Issue #54, opened 2019-09-04
Performance of isawaitable


ktosiek:
I've run a very simplistic benchmark, just returning a long list of single-field objects.
It seems graphql-core-next is 2.5x slower than graphql-core: https://gist.github.com/ktosiek/849e8c7de8852c2df1df5af8ac193287

Looking at flamegraphs, I see isawaitable is used **a lot**, and it's a pretty slow function. Would it be possible to pass raw results around more? It seems resolve_field_value_or_error and complete_value_catching_error are the main offenders here.

Cito:
So far the focus has been on compatibility, correctness, and being up to date with GraphQL.js.

The next step will be to improve performance. There is probably a lot of room for improvement. I'd like to keep the code simple and very close to the GraphQL.js implementation though, in order to make it easier to stay in sync with changes over there, and not move us into a very performant, but inscrutable and unmaintainable dead end.

Maybe we can kind of inline some of the isawaitables() or split some of the code paths for sync/async to avoid such checks.

But before we start the optimization, we need good benchmarks tools. Your script would be a starting point. My idea is to port the existing benchmarks from GraphQL.js and maybe add some more Python specific ones if needed (see issue #3). I think it makes sense t to solve that first, and at least have some basic performance checks before changing the code. 

It's on my list, just need some free time to work on this. Feel free to send contributions as PRs as well.

Cito:
Update: We now have nice benchmarks and can continue working on performance.

qeternity:
> I'd like to keep the code simple and very close to the GraphQL.js implementation though, in order to make it easier to stay in sync with changes over there, and not move us into a very performant, but inscrutable and unmaintainable dead end.

Nice job so far on this project, thanks for all your efforts. I worry that keeping the implementation similar between two very different languages and interpreters is going to keep this project from being scalable. We're using this for a new project, and are considering returning to DRF because for relatively small calls we're struggling to get latencies below 300ms (profiling shows nearly all of the time is spent inside graphql-core). PyPy reduces this by about half, but that means backporting a few repos to 3.6 which I did to test out, but am not keen to maintain especially with 3.8 just around the corner.

Cito:
If it really makes and big difference necessary we certainly can implement the parts that are crucial regarding performance differently. But actually JS and Python are not that different, and as I wrote above, I believe there is still a lot of room for improvement while keeping the implementation similar. Anybody who wants to work on this: Feel free to send PRs and suggestions.

[...]

PR #56, opened 2019-09-05
Use identity instead of hash for caching subfields in collect_subfields

ktosiek:
I've noticed computing `__hash__` on each cache access is quite expensive, and not what the JS implementation does - they are [caching subfield nodes](https://github.com/graphql/graphql-js/blob/e67f2e5515739295bad006ecde0e6ce5db0dc83d/src/execution/execute.js#L1105) based on [argument identity](https://github.com/graphql/graphql-js/blob/e67f2e5515739295bad006ecde0e6ce5db0dc83d/src/jsutils/memoize3.js).

This PR is based on #55 for the benchmarks, but it can work separately.

Results of `pytest --enable-benchmark -k benchmark` before and after the change:
```
------------------------------------------------------ benchmark: 1 tests ------------------------------------------------------
Name (time in s)                               Min     Max    Mean  StdDev  Median     IQR  Outliers     OPS  Rounds  Iterations
--------------------------------------------------------------------------------------------------------------------------------
benchmark_executing_introspection_query     1.1361  1.1782  1.1484  0.0170  1.1427  0.0152       1;1  0.8707       5           1
--------------------------------------------------------------------------------------------------------------------------------
```

```
---------------------------------------------------------- benchmark: 1 tests ----------------------------------------------------------
Name (time in ms)                                Min       Max      Mean  StdDev    Median     IQR  Outliers     OPS  Rounds  Iterations
----------------------------------------------------------------------------------------------------------------------------------------
benchmark_executing_introspection_query     774.3004  789.3146  779.2556  6.0870  778.8992  7.2825       1;0  1.2833       5           1
----------------------------------------------------------------------------------------------------------------------------------------
```

this change also shaved 1/3 of the time from the benchmark mentioned in #54.

### DIFF
--- a/src/graphql/execution/execute.py
+++ b/src/graphql/execution/execute.py
@@ -205,7 +205,7 @@ class ExecutionContext:
         self.middleware_manager = middleware_manager
         self.errors = errors
         self._subfields_cache: Dict[
-            Tuple[GraphQLObjectType, Tuple[FieldNode, ...]], Dict[str, List[FieldNode]]
+            Tuple[GraphQLObjectType, int], Dict[str, List[FieldNode]]
         ] = {}
 
     @classmethod
@@ -998,7 +998,7 @@ class ExecutionContext:
         subfields are not repeatedly calculated, which saves overhead when resolving
         lists of values.
         """
-        cache_key = return_type, tuple(field_nodes)
+        cache_key = return_type, id(field_nodes)
         sub_field_nodes = self._subfields_cache.get(cache_key)
         if sub_field_nodes is None:
             sub_field_nodes = {}


src/graphql/execution/execute.py
```diff
@@ -998,7 +996,7 @@ def collect_subfields(
         subfields are not repeatedly calculated, which saves overhead when resolving
         lists of values.
         """
-        cache_key = return_type, tuple(field_nodes)
+        cache_key = id(return_type), id(field_nodes)
```
Cito: The first element of the tuple actually does not need id() to be called, since it uses object identity anyway. It's only needed for the list which is not hashable resp. too slow to hash after conversion to a tuple. Can you change that and adapt the type hint above accordingly?

Cito:
👍 Thank you.

PR #164, opened 2022-04-01
Represent serialized floats to python float precision

bennyweise:
Currently, the general string format used in the serialisation of a float value uses the default precision of 6, which leads to a loss in precision of large/long numbers. This PR changes the precision to use up to 16 places, which is approximately the level of precision of a float. This doesn't have any impact on the existing tests that don't have numbers with precision > 6, and the added assertion in the existing test fails without the change.

### DIFF
--- a/src/graphql/utilities/ast_from_value.py
+++ b/src/graphql/utilities/ast_from_value.py
@@ -117,7 +117,7 @@ def ast_from_value(value: Any, type_: GraphQLInputType) -> Optional[ValueNode]:
         if isinstance(serialized, int):
             return IntValueNode(value=f"{serialized:d}")
         if isinstance(serialized, float) and isfinite(serialized):
-            return FloatValueNode(value=f"{serialized:g}")
+            return FloatValueNode(value=f"{serialized:.16g}")
 
         if isinstance(serialized, str):
             # Enum types use Enum literals.
--- a/src/graphql/utilities/ast_from_value.py
+++ b/src/graphql/utilities/ast_from_value.py
@@ -117,7 +117,10 @@ def ast_from_value(value: Any, type_: GraphQLInputType) -> Optional[ValueNode]:
         if isinstance(serialized, int):
             return IntValueNode(value=f"{serialized:d}")
         if isinstance(serialized, float) and isfinite(serialized):
-            return FloatValueNode(value=f"{serialized:.16g}")
+            value = str(serialized)
+            if value.endswith('.0'):
+                value = value[:-2]
+            return FloatValueNode(value=value)
 
         if isinstance(serialized, str):
             # Enum types use Enum literals.
--- a/src/graphql/utilities/ast_from_value.py
+++ b/src/graphql/utilities/ast_from_value.py
@@ -115,7 +115,7 @@ def ast_from_value(value: Any, type_: GraphQLInputType) -> Optional[ValueNode]:
 
         # Python ints and floats correspond nicely to Int and Float values.
         if isinstance(serialized, int):
-            return IntValueNode(value=f"{serialized:d}")
+            return IntValueNode(value=str(serialized))
         if isinstance(serialized, float) and isfinite(serialized):
             value = str(serialized)
             if value.endswith('.0'):
--- a/tests/utilities/test_ast_from_value.py
+++ b/tests/utilities/test_ast_from_value.py
@@ -86,6 +86,10 @@ def describe_ast_from_value():
 
         assert ast_from_value(1e40, GraphQLFloat) == FloatValueNode(value="1e+40")
 
+        assert ast_from_value(123456789.0123456, GraphQLFloat) == FloatValueNode(
+            value="123456789.0123456"
+        )
+
     def converts_string_values_to_string_asts():
         assert ast_from_value("hello", GraphQLString) == StringValueNode(value="hello")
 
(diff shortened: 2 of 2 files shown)


src/graphql/utilities/ast_from_value.py
```diff
@@ -117,7 +117,7 @@ def ast_from_value(value: Any, type_: GraphQLInputType) -> Optional[ValueNode]:
         if isinstance(serialized, int):
             return IntValueNode(value=f"{serialized:d}")
         if isinstance(serialized, float) and isfinite(serialized):
-            return FloatValueNode(value=f"{serialized:g}")
+            return FloatValueNode(value=f"{serialized:.16g}")
```
Cito: Yes, this is better than the default 6 digits used by the `g` format type.

However, to have the maximum precision you would actually need to use `.17g`, which on the other hand can create ugly representations like for `1.1`. I also hate to have hardcoded precision, because there may be Python implementations with different precision of floats.

To solve this, we could make use of the float serialization algorithm built-in to `str()` since Python 3.1, that always uses the shortest representation that does not lose precision.

So we could simply set `value=str(serialized)` in both cases. I think the only reason why I did not do this was that `1.0` should be serialized as `1`, not  as `1.0`. To achieve this, maybe it suffices to do a `str(serialized).removesuffix('.0')`? Do I overlook anything? It seems the existing tests and your additional test would be happy with that change.

tests/utilities/test_ast_from_value.py
```diff
@@ -86,6 +86,10 @@ def converts_float_values_to_float_asts():
 
         assert ast_from_value(1e40, GraphQLFloat) == FloatValueNode(value="1e+40")
 
+        assert ast_from_value(123456789.0123456, GraphQLFloat) == FloatValueNode(
+            value="123456789.0123456"
+        )
+
```
Cito, line 92: Can you add another test for `1.1` so that we avoid the ugly representation that we would get with `.17f` format?

Cito (changes requested):
Thanks a lot for this PR! Please check my comments below.

src/graphql/utilities/ast_from_value.py
Cito: Actually we need to do it like this, because `removesuffix` exists only since Py 3.9, and we still support Py 3.6+.
```py
            value = str(serialized)
            if value.endswith('.0'):
                value = value[:-2]
            return FloatValueNode(value=value)
```

bennyweise: Thanks for the comments! Yes, I tried first with .17g but it broke existing tests, so I was just using .16 as a pragmatic way of passing existing tests. I think using the `str` function is a better approach. Is the serialization of `1.0` as `1` defined in the spec? Naively I would have assumed that `1.0` would still serialize as `1.0`

tests/utilities/test_ast_from_value.py
bennyweise: Will add that test, as well as a test that encodes the `1.0` -> `1` serialization expectation as well. With the change to `str` serialization, I cal also change this test to assert 17 digits of precision.

src/graphql/utilities/ast_from_value.py
Cito: `str` actually used the `.17g` format before that change in Py 3.1 (which has been backported to Py 2.7 as well).

The serialization as `1.0` would be probably not against the spec, but I want to make it as compatible to the reference implementation in GraphQL.js as possible. There, `1.0` is serialized as `1`, probably because in JavaScript, the same type is used for floats and ints. There is already a test that checks `123.0` is serialized as `123` which has been directly taken over from the GraphQL.js test suite.

bennyweise: Ahh, I overlooked that in the test. I'll remove the superfluous additional test then.

tests/utilities/test_ast_from_value.py
```diff
@@ -86,6 +86,14 @@ def converts_float_values_to_float_asts():
 
         assert ast_from_value(1e40, GraphQLFloat) == FloatValueNode(value="1e+40")
 
+        assert ast_from_value(123456789.01234567, GraphQLFloat) == FloatValueNode(
+            value="123456789.01234567"
+        )
+
+        assert ast_from_value(1.0, GraphQLFloat) == FloatValueNode(value="1")
```
Cito: We already have a similar test above, but it will not harm adding this one as well.

src/graphql/utilities/ast_from_value.py
```diff
@@ -117,7 +117,10 @@ def ast_from_value(value: Any, type_: GraphQLInputType) -> Optional[ValueNode]:
         if isinstance(serialized, int):
             return IntValueNode(value=f"{serialized:d}")
```
Cito: I think we should then set `value=str(serialized)` here as well, just for symmetry with the case below.

Cito (changes requested):
Looks good. Can you change the IntValueNode case to use `str` as well? Should make no difference, but the code will look more consistent then.

src/graphql/utilities/ast_from_value.py
bennyweise: Makes sense, I've now made that change.

Cito (approved):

━━━

WHAT YOU WILL DO: What lines in the material mention "after"? Copy every one of them.

EXPECTED ANSWER:
Results of `pytest --enable-benchmark -k benchmark` before and after the change:
Cito: The first element of the tuple actually does not need id() to be called, since it uses object identity anyway. It's only needed for the list which is not hashable resp. too slow to hash after conversion to a tuple. Can you change that and adapt the type hint above accordingly?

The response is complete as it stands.